Industry groups that represent small and medium sized accommodation providers have welcomed a renewed interest by the Australian Competition and Consumer Commission into concerns about pricing practices in the online travel agency market.
The corporate regulator is asking operators of hotels and other accommodation providers to fill out a questionnaire about their concerns about “price parity” clauses imposed by online travel giants, including Expedia and Priceline.
“Price parity” clauses refer to provisions in the contracts hotels agree to when dealing with online booking agencies that effectively restrict them from offering discounted rates on their own websites.
Concerns about the issue have escalated following Expedia’s takeover of Wotif last year, while an increasing number of hotels are starting to offer perks for customers who make direct bookings with them rather than through online booking sites.
The ACCC is asking for submissions about the issue using an online questionnaire, which will help the watchdog access whether these arrangements raise any competition issues.
“The consultation will assist the ACCC to broaden its understanding of the impact of volume and price parity clauses used by online travel agents, and how price parity clauses operate with last room availability clauses,” the regulator said.
Richard Munro, chief executive of Accommodation Association of Australia, told SmartCompany this morning small and medium sized accommodation providers had been particularly affected by the issue of price parity.
“Non-branded ones in particular which don’t have the negotiating power of larger brand groups,” he says.
Munro says concerns about a lack of competition in the online travel agency market were raised at the time of Expedia’s takeover of Wotif.com last year.
“These were amplified when operators were recently notified that the other dominant player in the market, Priceline (Booking.com), would increase the commission rate that it charges accommodation operators from 12% to 15%,” he says.
“With the dominant collective market share that the two leading players have among Australian operators, our industry is facing a similar scenario to the dominance that the two major supermarket chains have in Australia’s retail sector.”
Munro says the association wants the ACCC to focus on the nature of these agreements and rate parity clauses in those agreements.
He says the strength of online travel agents (OTAs) had become more apparent recent years and this had resulted in increased costs as well as onerous terms and conditions for accommodation providers.
It also often means their own inventory is not in their control.
“When that much inventory is exposed and not in your control, that’s a real concern for us,” he says.

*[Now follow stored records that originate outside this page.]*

PR #200, opened 2021-10-28
fix(facets): Fix facets service using only the first filter entity to…

javieri-empathy:
Fixes an issue where only the first filter was used to create an entity when updating the facets. If the first filter had a modifier, or was from a "less common" type, all the filters from different facets were updated using this behavior. 

For example, in added regression test, we are only setting the `gender` facet to single select, but because it is the first facet in the list of facets that we pass to the `updateFacets` method, the `size` facet was using also this behavior wrongly, when it should be multi-selectable (remember that multi-select is our new default).

Additionally, as we are now creating more entities, I've added a simple cache to the `FilterEntityFactory`. Because of this, tests that rely on the filters service should reset also the service, which fortunately it is quite easy to do.


packages/x-components/tests/e2e/cucumber/global-definitions.ts
```diff
@@ -3,7 +3,15 @@ import { defineParameterType } from 'cypress-cucumber-preprocessor/steps';
...
   name: 'boolean',
   regexp: /true|false/,
-  transformer(s) {
-    return s === 'true';
+  transformer(string) {
+    return string === 'true';
+  }
+});
+
+defineParameterType({
```
javieri-empathy, line 11: Rollback this

packages/x-components/src/x-modules/facets/components/facets/__tests__/facets-provider.spec.ts
```diff
@@ -129,6 +130,8 @@ function renderFacetsProviderComponent({
   stateFacets = {},
   providedFacets
 }: FacetsRenderOptions = {}): FacetsComponentAPI {
+  DefaultFacetsService.instance = new DefaultFacetsService(new FilterEntityFactory());
```
pmareke, line 133: Just to give some context here. What it's the difference of passing the `FilterEntityFactory`?

packages/x-components/src/x-modules/facets/entities/filter-entity.factory.ts
```diff
@@ -38,6 +38,8 @@ export class FilterEntityFactory {
    */
   protected modifiers: Record<Facet['id'], FilterEntityModifier[]> = {};
 
+  protected cache: Record<Facet['id'] | '__unknown-facet__', FilterEntity> = {};
```
pmareke, line 41: Please add doc.

packages/x-components/src/x-modules/facets/entities/filter-entity.factory.ts
```diff
@@ -47,6 +49,13 @@ export class FilterEntityFactory {
    * @returns The {@link FilterEntity} created by the factory.
    */
   createFilterEntity(store: Store<RootXStoreState>, filter: Filter): FilterEntity {
+    const cacheKey = isFacetFilter(filter) ? filter.facetId : '__unknown-facet__';
+    return (
+      this.cache[cacheKey] ?? (this.cache[cacheKey] = this.instantiateFilterEntity(store, filter))
+    );
+  }
+
+  protected instantiateFilterEntity(store: Store<RootXStoreState>, filter: Filter): FilterEntity {
```
pmareke, line 58: Should we document this new method?

packages/x-components/src/x-modules/facets/service/__tests__/facets-service.spec.ts
```diff
@@ -575,25 +582,57 @@ describe('testing facets service', () => {
         id: 'backend',
         facets: [newSizeFacet]
       });
+
+      expect(getSelectedFilters()).toHaveLength(1);
```
pmareke, line 586: Should we check if the selected is the correct one (in our case the last one)?

`expect(getSelectedFilters()).toStrictEqual([newSizeFacet.filters[2]]);`

packages/x-components/tests/e2e/cucumber/common-steps.spec.ts
```diff
@@ -214,7 +221,6 @@ Given('a results API with a known response', () => {
           ...createFilter('Muñecas', false, createFilter => [
             ...createFilter('Peluches', false),
             ...createFilter('Ropa y accesorios', false),
-            ...createFilter('Muñecas', false),
```
pmareke, line 217: Why did you remove this filter?

packages/x-components/tests/e2e/cucumber/multiselect-filters.feature
```diff
@@ -13,18 +13,17 @@ Feature: MultiSelect filters component
...
-  # Then  selected filter is shown in the selected filters list
-  # And   search request contains selected filter
-  # TODO  https://searchbroker.atlassian.net/browse/EX-4866
-  # And   clear-filters button displays the number of selected filters
+    And   filter "<filter2>" is clicked in facet "<facetName>"
+    Then  filter "<filter1>" is shown in the selected filters list
+    And   filter "<filter2>" is shown in the selected filters list
+    And   search request contains "<filter1>" filter
+    And   search request contains "<filter2>" filter
+    And   clear-filters button should have 2 filters selected
```
pmareke, line 25: I'm not sure if I like this `2` here.

packages/x-components/tests/e2e/cucumber/multiselect-filters.spec.ts
```diff
@@ -1,46 +1,24 @@
...
+  cy.getByDataTest('selected-filters-list')
+    .getByDataTest('filter')
+    .contains(filter)
+    .should('exist');
+});
 
-And('search request contains selected filter', function (this: { clickedFilter: string }) {
-  cy.wait('@requestWithFilter').its('request.body').should('include', this.clickedFilter);
+And('search request contains {string} filter', (filter: string) => {
+  cy.wait('@requestWithFilter').its('request.body').should('include', filter);
```
pmareke, line 19: Should we use here the `json.Parse` as the other PR, I really like it.

pmareke (changes requested):

packages/x-components/tests/e2e/cucumber/common-steps.spec.ts
javieri-empathy: Because it was a duplicated filter which was causing an infinite loop issue. Filters are indexed by its id, and this filter has the same id  than its parent. You can imagine the rest of the story.

packages/x-components/src/x-modules/facets/components/facets/__tests__/facets-provider.spec.ts
javieri-empathy: Both the facets service and the entity factory are singletons, the problem is that they are stateless singletons, which is an issue to test different flow. In this line we are "resetting" the singleton by creating new instances.

packages/x-components/tests/e2e/cucumber/multiselect-filters.feature
javieri-empathy: Then think about it, and get back to this comment when you know it 🤣.

packages/x-components/tests/e2e/cucumber/multiselect-filters.spec.ts
javieri-empathy: I think they are both different cases. Here it would be more complicated because it is searching a filter by its label. I would leave it like this.

packages/x-components/src/x-modules/facets/service/__tests__/facets-service.spec.ts
javieri-empathy: This test is just to ensure that only one filter is selected. I don't think the "which one" matters, as the outcome is that the app keeps working properly.

packages/x-components/tests/e2e/cucumber/multiselect-filters.feature
pmareke: I was thinking about using a variable!

pmareke: `DON'T USE MAGIC NUMBERS`

pmareke (approved):

pmareke (changes requested):
Fix learn errors, please.

pmareke (dismissed):

packages/x-components/src/x-modules/facets/components/__tests__/clear-filters.spec.ts
```diff
@@ -29,6 +30,8 @@ function renderClearFilters({
     </ClearFilters>
   `
 }: RenderFiltersOptions = {}): RenderFiltersAPI {
+  DefaultFacetsService.instance = new DefaultFacetsService(new FilterEntityFactory());
```
tajespasarela, line 33: extract this to a tests utils method

packages/x-components/src/x-modules/facets/entities/filter-entity.factory.ts
```diff
@@ -38,15 +38,39 @@ export class FilterEntityFactory {
...
    * Creates a new FilterEntity from a filter.
    *
    * @param store - The {@link https://vuex.vuejs.org/guide/ | Vuex Store} that the entity will
    * use.
-   * @param filter - The filter necesary to know what Entity to create.
+   * @param filter - The {@link @empathyco/x-types#Filter | Filter} necessary to know what
+   * {@link FilterEntity} to create.
    * @returns The {@link FilterEntity} created by the factory.
    */
   createFilterEntity(store: Store<RootXStoreState>, filter: Filter): FilterEntity {
```
tajespasarela, line 57: this method doesn't create a FilterEntity anymore. Rename to `getFilterEntity`.

Therefore, rename the `instantiateFilterEntity` to `createFilterEntity`

packages/x-components/src/x-modules/facets/service/facets.service.ts
```diff
@@ -83,23 +85,19 @@ export class DefaultFacetsService implements FacetsService {
...
-    const previousFilters = this.removeGroupFilters(facetsGroup.id);
+    this.removeGroupFilters(facetsGroup.id);
     facetsGroup.facets.forEach(facet => {
       this.setFacetGroup({ facetId: facet.id, groupId: facetsGroup.id });
       this.setFacet(facet);
     });
     const newFilters = facetsGroup.facets.flatMap(facet => facet.filters);
     this.setFilters(newFilters);
-    return { newFilters, previousFilters };
+    return newFilters;
```
tajespasarela, line 100: I don't remember why we needed the `previousFilters` for.

tajespasarela (changes requested):

packages/x-components/src/x-modules/facets/service/facets.service.ts
javieri-empathy: We used them to keep the previous selected state of the filters in the `updateFacets` method, but then this method was changed to first retrieve the selected filters, then replacing the filters in the store, and finally updating the filters selected state. I don't know the reason of this change, but I prefer it, as it avoids us to return 2 things from the same method. I don't think there is any issue with this approach.

packages/x-components/tests/e2e/cucumber/multiselect-filters.feature
javieri-empathy: This is not a magic number, as per wikipedia, magic numbers are:

> Unique values with unexplained meaning or multiple occurrences which could (preferably) be replaced with named constants

Here I'm sure this number was perfectly understood, the human readable sentence gave enough context about it. Anyway, I've changed it just for consistency. Even if I prefer to hardcode values in tests with only one example.

tajespasarela (approved):

pmareke (approved):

Munro says there has been some precedence globally for getting rid of price parity clauses, citing Germany and France as examples for the ACCC to look at.
Carol Giuseppi, chief executive of Tourism Accommodation Australia, told SmartCompany this morning she also welcomes the ACCC’s inquiry into online travel agencies and rate parity.
“Ultimately the accommodation sector is concerned that the removal of rate parity between OTAs will only reinforce the market power of the two largest OTAs in the market,” she says
“We would however welcome the removal of rate parity between OTAs and hotels which would ensure that there is clarity around the hotels role in setting the price and the sales conditions.”